En ese momento la puerta del despacho se abrió violentamente, pero en lugar de golpear contra la pared, golpeó contra un montón de papeles para firmar que Fazio había depositado en el suelo y rebotó con la misma violencia tratando de cerrarse de nuevo, aunque no lo consiguió porque en su trayectoria encontró un obstáculo: el rostro de Catarella, el cual soltó una especie de agudo relincho mientras se cubría la cara con una mano.

– ¡Virgen santiiiísima! ¡Se me ha chafado la nariz! -Pero ¿qué era aquello? ¿Una comisaría? Aquello parecía más bien un laboratorio de gags cinematográficos que Charlot hubiera envidiado. Montalbano esperó con la paciencia de un santo a que Catarella se taponara la nariz chafada con un pañuelo-. Dottori, pido perdón, pero ha llegado un comandante de los carabineros que quiere hablar con usted en persona personalmente. Dice que se llama Verruso.

¿Verruso? ¿No era ése el nombre del comandante encargado de investigar la muerte de Puka? ¿Qué coño querría?

– Dile que no estoy. -Pero inmediatamente se arrepintió-. No, Catarè, hazlo pasar.

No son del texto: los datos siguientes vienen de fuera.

PR #173, opened 2024-03-25
Memory Leak behavior of tblite when using MKL as LAPACK and BLAS backend

pitsteinbach:
We recently observed that there is a build up of memory usage when computing single points using `tblite` via the python API on varying molecules. When staying with one system size there is no build-up, however when changing molecules and thereby system size a lot, memory usage is going up.
We used a simple python script with a memcheck decorator to trace memory usage. I attached the initial output as `no_free.txt`. I realized that there is no build-up when using OpenBLAS as backend. Thereby suspecting that MKL has something to do with it.

I added a single call of `mkl_free_buffers` after the singlepoint routine, using a precompiler flag to compile the call when MKL is used. This change helped to keep the memory build up down. See `w_free.txt`.

[w_free.txt](https://github.com/tblite/tblite/files/14747066/w_free.txt)
[no_free.txt](https://github.com/tblite/tblite/files/14747067/no_free.txt)

### DIFF
--- a/config/meson.build
+++ b/config/meson.build
@@ -78,7 +78,7 @@ if lapack_vendor == 'mkl'
 elif lapack_vendor == 'mkl-rt'
   mkl_dep = fc.find_library('mkl_rt')
   lib_deps += mkl_dep
-  add_project_arguments(['-DW_MKL'], language: 'fortran')
+  add_project_arguments(['-DWITH_MKL'], language: 'fortran')
 elif lapack_vendor == 'openblas'
   openblas_dep = dependency('openblas', required: false)
   if not openblas_dep.found()
--- a/config/meson.build
+++ b/config/meson.build
@@ -74,11 +74,11 @@ if lapack_vendor == 'mkl'
   endif
   mkl_dep += cc.find_library('mkl_core')
   lib_deps += mkl_dep
-
+  add_project_arguments(['-DW_MKL'], language: 'fortran')
 elif lapack_vendor == 'mkl-rt'
   mkl_dep = fc.find_library('mkl_rt')
   lib_deps += mkl_dep
-
+  add_project_arguments(['-DW_MKL'], language: 'fortran')
 elif lapack_vendor == 'openblas'
   openblas_dep = dependency('openblas', required: false)
   if not openblas_dep.found()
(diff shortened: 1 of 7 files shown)


awvwgk (commented):
Can this be done as part of deconstructing the eigenvalue solver?

pitsteinbach:
yep works as well, I have moved the call to the solver deletion routine.

pitsteinbach:
I found an issue, if the post-processing containers or gradients use BLAS then it will reaccumulate buffer. But we could move the call to destroy the solver to the end of the singlepoint routine.

awvwgk:
I wonder what will happen if we deploy tblite via conda-forge where the BLAS implementation is determined at runtime, in this case we would be unable to free the accumulated buffers at all. Is this issue specific to a certain MKL version?

pitsteinbach:
This behavior can be observed for `oneMKL` 2023.2 and 2024.0, I tested for those versions explicitly, although I have access to more versions.

config/meson.build
```diff
@@ -74,11 +74,11 @@ if lapack_vendor == 'mkl'
   endif
   mkl_dep += cc.find_library('mkl_core')
   lib_deps += mkl_dep
-
+  add_project_arguments(['-DW_MKL'], language: 'fortran')
```
awvwgk:
```suggestion
  add_project_arguments(['-DWITH_MKL'], language: 'fortran')
```

config/meson.build
```diff
@@ -74,11 +74,11 @@ if lapack_vendor == 'mkl'
...
 elif lapack_vendor == 'mkl-rt'
   mkl_dep = fc.find_library('mkl_rt')
   lib_deps += mkl_dep
-
+  add_project_arguments(['-DW_MKL'], language: 'fortran')
```
awvwgk:
```suggestion
  add_project_arguments(['-DWITH_MKL'], language: 'fortran')
```

src/tblite/context/type.F90
```diff
@@ -153,7 +153,9 @@ subroutine delete_solver(self, solver)
    if (allocated(self%solver)) then
       call self%solver%delete(solver)
    end if
-
+#if defined W_MKL
```
awvwgk: Maybe that better goes in the beginning of the module

```suggestion
#ifndef WITH_MKL
#define WITH_MKL 0
#endif
#if WITH_MKL
```

awvwgk (approved):

pitsteinbach:
looks good

PR #3906, opened 2020-01-13
Fixes #3905: divide by zero on power feeds with low values

### LINKED ISSUE #3905: Divide by zero error with very low power feed values
### Environment
* Python version:  3.6.8
* NetBox version:  2.6.11

### Steps to Reproduce
1. Create power feed with voltage, amperage, and max utilization set to 1
2. Create device with a power port with no power attributes (e.g. maximum_draw) that connects to the power feed created in step 1
3. Browse to the power feed details page

### Expected Behavior
Page loads

### Observed Behavior
`ZeroDivisionError` exception because the percentage calculation is using `available_power` which was rounded to 0 with
```python
self.voltage * self.amperage * (self.max_utilization / 100) =
1            * 1             * 0.01                         = 0.01
```

hSaria:
### Fixes: #3905

The `available_power` attribute had the possibility of being set to 0. It'll now be set to 1 if the calculation returns 0.

### DIFF
--- a/docs/release-notes/version-2.6.md
+++ b/docs/release-notes/version-2.6.md
@@ -28,6 +28,7 @@
 * [#3872](https://github.com/netbox-community/netbox/issues/3872) - Paginate related IPs of an address
 * [#3876](https://github.com/netbox-community/netbox/issues/3876) - Fixed min/max to ASN input field at the site creation page
 * [#3882](https://github.com/netbox-community/netbox/issues/3882) - Fix filtering of devices by rack group
+* [#3905](https://github.com/netbox-community/netbox/issues/3905) - Fix divide-by-zero on power feeds with low power values
 
 ---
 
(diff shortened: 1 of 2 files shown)


netbox/dcim/models.py
```diff
@@ -2923,9 +2923,9 @@ def save(self, *args, **kwargs):
         # Cache the available_power property on the instance
         kva = self.voltage * self.amperage * (self.max_utilization / 100)
         if self.phase == POWERFEED_PHASE_3PHASE:
-            self.available_power = round(kva * 1.732)
+            self.available_power = round(kva * 1.732) or 1
         else:
-            self.available_power = round(kva)
+            self.available_power = round(kva) or 1
```
jeremystretch: While this does prevent the error, we're essentially overriding user-input values with an arbitrary static to avoid returning zero. Although I can't imagine a real-world scenario that would result in `available_power` being set to 0 kVA, IMO a more elegant approach would be to address this in the template (`dcim/powerfeed.html`).

jeremystretch:
Per my comment above, we can wrap this line in `dcim/powerfeed.html` with an `if` statement that ensures `powerfeed.available_power` is greater than zero:

```{% utilization_graph utilization.allocated|percentage:powerfeed.available_power %}```

hSaria:
Thank you! This does indeed make it better. Let me update the PR.

jeremystretch (approved):

PR #3910, opened 2020-01-13
Fixes #3909: Regression from #3898

### LINKED ISSUE #3909: Regression from #3898 on device detail
### Environment
* Python version:  3.6.8
* NetBox version:  2.6.12

### Steps to Reproduce
1. Create two devices with an interface
2. Connect the two interfaces
3. Go to device detail page

### Expected Behavior
Page loads

### Observed Behavior
Exception `'Cable' object has no attribute '_pk'`

hSaria:
### Fixes: #3909 

Cable `str` method is being called during the `super()` in `__init__` which is causing an exception when accessing `_pk`. It will now fallback to `self.pk` even if it's None (I didn't go with `self.pk or self._pk` as it may trigger the same issue on a new cable).

### DIFF
--- a/docs/release-notes/version-2.6.md
+++ b/docs/release-notes/version-2.6.md
@@ -1,3 +1,11 @@
+# v2.6.13 (FUTURE)
+
+## Bug Fixes
+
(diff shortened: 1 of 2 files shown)


hSaria:
No longer required. See #3909

PR #3913, opened 2020-01-13
Fixes #3912: Remove chaining (now handled via APISelect)

### LINKED ISSUE #3912: Remove ChainedFieldsMixin
### Proposed Changes
Remove the `ChainedFieldsMixin`, `ChainedModelChoiceField`, and `ChainedModelMultipleChoiceField`.

### Justification
Chaining has been replaced with APISelect's `filter_for` and is no longer required. It updates the queryset, but it is entirely ignored by the API call. And ever since #3812, only the selected option (if any) in the queryset is rendered, so limiting makes very little difference.

hSaria:
### Fixes: #3912

Chaining has been superseded by APISelect. Apart from the initial loading, the queryset has no barring on the operation of APISelect – those widgets use the `api_url`, `filter_for`, and `additional_query_params`.

As you scroll down the diff list, you'll notice that every field and its chain that was changed has an APISelect widget.

> I don't know whether or not to create a changelog entry for a housekeeping change.


jeremystretch:
Please see my comments on #3912. Thanks for your work toward this end, but in the future it's best to wait on submitting any PRs until the related FR has been accepted.

PR #3915, opened 2020-01-14
Fixes #3914: Interface filter field when unauthenticated

### LINKED ISSUE #3914: Interface filter in device view doesn't work when logged out
### Environment
* Python version: 3.6
* NetBox version: (v2.6.12)

While logged out, attempting to filter for a device doesn't trigger the dynamic filtering.

### Steps to Reproduce
1. Ensure you're logged out.
2. Browse to a device with at least some interfaces defined.
3. Click into the filter box and search for an interface

### Expected Behavior
The list should dynamically filter based on the entered search params.

### Observed Behavior
No change to the list.

hSaria:
### Fixes: #3914 

The selector relied on the `form` element is isn't present when unauthenticated. Fixed this by using the `div.panel` instead.

### DIFF
--- a/docs/release-notes/version-2.6.md
+++ b/docs/release-notes/version-2.6.md
@@ -1,3 +1,11 @@
+# v2.6.13 (FUTURE)
+
+## Bug Fixes
+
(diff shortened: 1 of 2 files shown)


jeremystretch:
Ohhhh. That makes sense. This was a weird bug.

PR #3916, opened 2020-01-14
Fixes #3377: Recursive power calculation

### LINKED ISSUE #3377: Power utilization not calculated over cascaded devices/PDU

hSaria:
### Fixes: #3377

Calculate the power utilization with the use of a recursive query. It's a single query from the perspective of the ORM (recursion happens in Postgres which is far faster than doing it in the app).

A note regarding the tests: they'll detect a regression in the calculation of a power or if loops are occurring, but if someone makes a change and the loop test fails... well... let's just say it won't "technically" fail as the DB would loop forever. Just wanted to make you aware of that.

I left the outlet count to only local ones (current behaviour). I can change that to include all children if need be.

> Thanks for @andrewcleveland for writing the query. Apart from the loop-prevention mechanism that I added from the [Postgres docs](https://www.postgresql.org/docs/9.6/queries-with.html), it was pretty much ready for use.


hSaria:
Hold off on this for a bit. I thought of a way to reduce 4 queries to 1.

hSaria:
Much better now. I think that's as efficient as it'll get.

netbox/dcim/models/device_components.py
```diff
@@ -30,6 +30,35 @@
     'RearPort',
 )
 
+QUERY_POWER_DRAW = """
```
jeremystretch: We need to avoid raw SQL wherever possible as it is very difficult to maintain long term. (It is completely opaque to schema migrations and exempt from IDE introspection.) If we can't find a way to do it efficiently using Django's ORM, we have to ask whether the effort is worth it. I'll defer to the other maintainers, but personally I'm opposed to the introduction of any new raw SQL, anywhere in the project. (We have some bits we're still trying to get rid of.)

hSaria: I agree, though I simply couldn't find a native way of performing recursion through the ORM. You'll notice the affects of this when you're on the racks list and have lots of power feeds assigned to them as each of those power feeds' attached power port is called with `get_power_draw`.

We can do this through the ORM, but the best that I got is _O(n)_ with _n_ being the depth (i.e. hops from the origin).

jeremystretch: After some discussion with the other maintainers, we've agreed to reject the introduction of any new raw SQL queries if they can be avoided, for the reasons I mentioned above. It's simply not an acceptable development burden given the current resources afforded to the project. If this feature is to be implemented, it will need to be accomplished using the Django ORM.

jeremystretch:
@hSaria per my comment above, do you want to try solving this using the ORM, or should we close this out?

hSaria:
I'll solve it in the ORM; it's pretty easy.

netbox/dcim/models/device_components.py
```diff
@@ -373,37 +373,67 @@ def connected_endpoint(self, value):
...
+            visited_power_ports = PowerPort.objects.none()
+
+            # Power outlets assigned to the current power port
+            power_outlets = PowerOutlet.objects.filter(power_port=self)
+            if leg is not None:
+                power_outlets = power_outlets.filter(feed_leg=leg)
+
+            # Cannot be cached as it will otherwise not update the per-leg stats when an outlet's leg changes.
+            connected_power_ports = PowerPort.objects.exclude(pk__in=visited_power_ports).filter(
+                _connected_poweroutlet__in=power_outlets).nocache()
```
hSaria: I'd preferably like to avoid `nocache` and simply invalidate this query when the leg is changed on one of the `power_outlets`. Not sure if this is possible in a clean way, though I'm doing a bit of research on this.

jeremystretch (commented):
Seems to work okay, but I'm not satisfied with the performance hit when viewing the racks list. When viewing 50 racks with two PDUs each (and not even that many connections in most racks), it takes 494 SQL queries and 11 seconds to load the page. I realize your initial approach employing custom SQL queries is likely more efficient, but as discussed that's not an approach we can maintain.

I think if we're going to implement this, we'll need to either come up with a way to improve query efficiency (maybe caching locally on each power port?), or ditch the power utilization stats on the rack list. I'd be okay with implementing this as-is on the individual rack views only.

hSaria:
I agree. I think it would make sense to cache on each power port as that would also give us the ability to expose it via the API as a read-only attribute.

As you mentioned, we can also remove the power utilization stats from the list. This is clearly the simpler solution.

 Let me know what you and the other maintainers prefer and I'm happy to do the work.

kobayashi:
This is great solution to get power utilization for rack view! I agree with the api way @hSaria mentioned. I am thinking which timing is the best to update the cached data if implemented. :thinking:

For me, I don't have any objection to remove power utilization from rack list view.

hSaria:
I'm working on solution for that. So far, it'll only take two DB calls for each feed leg (one for `.count` and another for `.aggregate(Sum('allocated_draw'), Sum('maximum_draw'))`, so both are very quick).

For each power port, a `ManyToManyField` is maintained which keeps track of all power ports that are indirectly pulling power (downstream) from that port. The field is updated whenever the _topology is changed_. (Working on this last bit)

I've had different ideas regarding the cached value:

* Storing the sums directly: Highly expensive whenever performing updates because the entire topology needs to be calculated. Has the same ORM performance when getting the statistics as the solution above.
* Storing the downstream power ports in the `PowerOutlet`: While this may make more sense at first thought and works just about the same as what I'm working on, it will span the code for handling topology changes over two models which would get quite confusing as you go back and forth while reading
* Using Django MPTT's `TreeForeignKey` to handle the hierarchy: Doesn't work as a power loop is a possibility; if a database already contains one, the migration would fail.

hSaria:
I've reworked how this calculation is done; the downstream power ports (supplied power) are now cached in a field in the outlet, called `downstream_powerports`. The field is updated when a **topology change** occurs, like so:
1. Before the topology change takes effect on power outlet `x`, the current (old) downstream power ports are removed from all of the power outlets above power outlet `x`. This ensures that they don't have any stale information in the case the topology change causes them to no longer be upstream power outlets.
2. The topology change is applied.
3. The new downstream power ports are calculated and cached in `x.downstream_powerports`. In addition, these power ports are added to the cached field of any new (post topology-change) upstream power outlets.

A topology change is always captured by `PowerOutlet.save` as creating or deleting a cable will trigger an update on the PowerOutlet object.

I've improved the tests to accommodate for these changes. There's a simple topology graph in the test class doc string as well as in-line comments to help you understand what they're testing.

There is one little thing that needs sorting: when a loop is a broken (loop-causing cable is removed), the old `downstream_powerports` in the loop are erroneously cleared from the outlets in that loop as all of those outlets are considered old parents (step 1). You can checkout `PowerCalculationTestCase.test_power_loop` for an example of this.

With this implementation `PowerPort.get_power_draw` has the same performance as before – only 2 queries (count and sum) for each leg.

While I work on this last thing, I'd welcome feedback. Also, if @jeremystretch would kindly confirm the performance, namely in the rack list view, I'd greatly appreciate it.

hSaria:
This PR has gotten too dirty with the all the changes. I'm gonna close it and open up a new one later which will have all relevant details in a concise form. Now that I have gotten a better idea of how we'd like this achieved, the new one shouldn't get too many revisions.

PR #3924, opened 2020-01-15
Fixes #3509: IPAddressVar for custom scripts

### LINKED ISSUE #3509: Add a custom script variable for IP addresses
### Environment
* Python version: 3.6.8
* NetBox version: 2.6.3

### Proposed Functionality
Add a variable type for representing IP addresses in custom scripts. This would be similar to the existing `IPNetworkVar`, but for individual IPs rather than prefixes.

### Use Case
Adding this variable type will allow for validation of IP addresses.

### Database Changes
None

### External Dependencies
None

hSaria:
### Fixes: #3509

* Added `IPAddressFormField` which `IPAddressVar` uses. Updated documentation and added test.
* Renamed `IPFormField` to `IPNetworkFormField` (it'd otherwise be confusing with the one above).
* Updated the documentation with the `min_prefix_length` and `max_prefix_length` arguments for `IPNetworkVar`.


jeremystretch:
After some time debating this further, I ended up introducing *two* new variables in #3988: `IPAddressVar` and `IPAddressWithMaskVar`. I left `IPNetworkVar` alone. I figure that's the most obvious, least disruptive way to handle the three use cases I mentioned in #3509. Again, thank you for your work on this!

PR #3925, opened 2020-01-15
Fixes #3840: Only show valid interface VLAN choices

### LINKED ISSUE #3840: Expand Edit Interface 802.1Q VLAN form search query
### Environment
* Python version:  3.6.8
* NetBox version:  2.6.7

### Proposed Functionality
When using the GUI Select2 fields for adding untagged/tagged VLANs to a device/VM interface, expand the search parameters to also search by site and VLAN group. Currently it appears that only the VLAN Name and VID are used. The dropdown currently displays the sites in the dropdown list, but they're not part of the search parameters.

### Use Case
When you have a cookiecutter design for a particular type of site, the VIDs and VLAN names are repeated identically, and added to their respective sites and VLAN groups, if applicable.

When you go to add those VLANs to an interface and search for vlan `5` for example, you may get dozens or hundreds of results because that VID and name are repeated lots of times. This makes it nearly impossible to add the VLAN through the GUI. 

A potential workaround with the current state is to make all the VLAN names unique by adding the site name to the VLAN name, but this seems repetitive and less flexible, should the site name ever change for example.

A cursory glance makes this appear to be an issue with the REST API (and the `q` param) but there is also a `site` filter param that could be used in this case.

### Database Changes
N/A

### External Dependencies
N/A

hSaria:
### Fixes: #3840

The list of VLANs when editing an interface will now only show valid choices (i.e. now matches the form validation).

In order to achieve this, I made it so the `data-additional-query-param-*` is now a JSON-encoded list:
* Allow multiple values by calling `add_addtional_query_param` multiple times over the same key (before, it would overwrite whatever was there).
* It works well with jQuery [`.data`](https://api.jquery.com/data/#data-html5) as it attempts to cast the value to JSON by default

When testing this, do a reload-from-source, else you may get a cached version of `forms.js`.

> This is a follow up to #3589


netbox/dcim/forms.py
```diff
@@ -2826,6 +2852,10 @@ def __init__(self, *args, **kwargs):
                 device__in=[device, device.get_vc_master()],
                 type=InterfaceTypeChoices.TYPE_LAG
             )
+
+            # Add current site to VLANs query params
+            self.fields['untagged_vlan'].widget.add_additional_query_param('site_id', device.site.pk)
```
jeremystretch: This approach doesn't seem very DRY: We're setting additional query parameters in two places, per field, per form. It's inevitable that we'll missing some of these references should the parameters need to be changed in the future.

Additionally, these fields need to be updated for the interface forms in `virtualization.forms` as well.

netbox/utilities/forms.py
```diff
@@ -311,12 +311,17 @@ def add_filter_for(self, name, value):
 
     def add_additional_query_param(self, name, value):
         """
-        Add details for an additional query param in the form of a data-* attribute.
+        Add details for an additional query param in the form of a data-* JSON-encoded list attribute.
```
jeremystretch: Wouldn't it be simpler to use whitespace separation for multiple values when assigning the attribute on the form element? With the JSON approach, you end up with stuff like this:

```
data-additional-query-param-site_id="[&quot;null&quot;, 6]"
```

jeremystretch (changes requested):
We probably want to look at consolidating the interface forms somewhat before we extend them any further.

netbox/utilities/forms.py
hSaria: Primarily to work nicely with jQuery's [`.data`](https://api.jquery.com/data/#data-html5) which attempts to deserialize the value as JSON if possible. Apart from that, I have no preference on which separator to use.

netbox/dcim/forms.py
hSaria: That's a valid concern, and – as you pointed out – virtualization is clear example of this inconsistency. #4057 should improve the implementation of this; I'm happy to close this PR until that issue is closed; let me know what's your preference on this.

jeremystretch: Let's leave this PR open for now. I don't have a read yet on just how involved merging those forms will be: If it's too much effort to take on at the moment, we can push this through.

hSaria: Fixed `virtualization.forms`.

netbox/virtualization/forms.py
```diff
@@ -691,51 +697,12 @@ class Meta:
...
-                site_group_vlans = VLAN.objects.filter(group=group)
-                vlan_choices.append((
-                    '{} / {}'.format(group.site.name, group.name),
-                    [(vlan.pk, vlan) for vlan in site_group_vlans]
-                ))
-
-        self.fields['untagged_vlan'].choices = [(None, '---------')] + vlan_choices
-        self.fields['tagged_vlans'].choices = vlan_choices
-
-    def clean(self):
```
jeremystretch: I believe we still need `clean()` on this form. It's missing from `dcm.forms.InterfaceForm` because it's provided by `InterfaceCommonForm` (which I'd like to work on removing).

jeremystretch (changes requested):
Consolidating the various interface forms is going to take some time, so I'm okay with merging this. Just need to restore `clean()` on the virtualization InterfaceForm and I think it will be good to go!

netbox/virtualization/forms.py
hSaria: Thanks for catching it.

PR #3969, opened 2020-01-21
Fixes: #3960 legacy device status

### LINKED ISSUE #3960: Status tab claims device is inactive
### Environment
* Python version: 3.7.6
* NetBox version: 2.7.1

### Steps to Reproduce
1. Have DCIM devices which are `active` (in the sense of the `dcim_device.status` column in the database) and have a valid database navigation
2. Navigate to the device overview

### Expected Behavior
The `status` tab should be enabled and clickable.

### Observed Behavior
The `status` tab is not clickable, instead it reports `device must be in active status`.
However, manually navigating to `status/` works perfectly fine and displays all desired data.

### Probable reason
The [template](https://github.com/netbox-community/netbox/blob/v2.7.1/netbox/templates/dcim/device.html#L87) still checks `device.status == 1` using the legacy numerical value (although this might be plain wrong because I don't know the codebase).

kobayashi:
### Fixes: #3960 
device status still refers legacy choice (integer).

https://github.com/netbox-community/netbox/blob/295d4f0394b431351c0cb2c3ecc791df68c6c2fb/netbox/templates/dcim/device.html#L86-L88

### DIFF
--- a/docs/release-notes/version-2.7.md
+++ b/docs/release-notes/version-2.7.md
@@ -10,6 +10,7 @@
 * [#3721](https://github.com/netbox-community/netbox/issues/3721) - Allow Unicode characters in tag slugs
 * [#3951](https://github.com/netbox-community/netbox/issues/3951) - Fix exception in webhook worker due to missing constant
 * [#3953](https://github.com/netbox-community/netbox/issues/3953) - Fix validation error when creating child devices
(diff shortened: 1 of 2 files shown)


wk:
Successfully tested against v2.7.1. Resolves issue described as well as availability of other conditional tabs (such as `LLDP Neighbors`).

qaxi:
Successfully tested against v 2.7.1 .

El comandante, vestido de uniforme y con la gorra bajo el brazo izquierdo, apareció en la puerta con el brazo derecho extendido.

– Ah, ¿es usted?

El comisario, que se incorporaba para saludar, se quedó paralizado a medio camino con el brazo derecho extendido. El comandante era la misma persona que le había echado un rapapolvo en Montelusa por la cuestión del teléfono. Y también era el mismo -aunque eso Verruso no lo sabía- que se le había aparecido en sueños y lo había despertado mientras hacía el amor con Livia.

Después el fotograma congelado volvió a cobrar vida. Montalbano rodeó el escritorio, el comandante avanzó cuatro pasos y finalmente sus manos se estrecharon. Ambos esbozaron una sonrisa tan falsa como un Rolex fabricado en Nápoles.

Se sentaron.

– ¿Le apetece beber algo?

– No. -Transcurrieron diez segundos largos antes de que el visitante añadiera-: Gracias. -¡Madre mía, qué soso era aquel hombre! Montalbano decidió no hacer preguntas y que el otro se las arreglara como pudiera para empezar la conversación-. Disculpe, dottore, pero ¿está usted investigando sobre Pashko Puka?

– ¿Sobre quién?

Se felicitó a sí mismo, la expresión de asombro le había salido francamente bien. Aunque tal vez fuera un error, pues el comandante lo miró y pasó al ataque directo.

– Señor comisario, se lo ruego. He hablado con el doctor Pasquano, el cual me ha informado, como era su deber, de que usted fue a visitarlo, le pidió los resultados de la autopsia y le dijo también que, a lo mejor, Puka estaba implicado en asuntos de robos.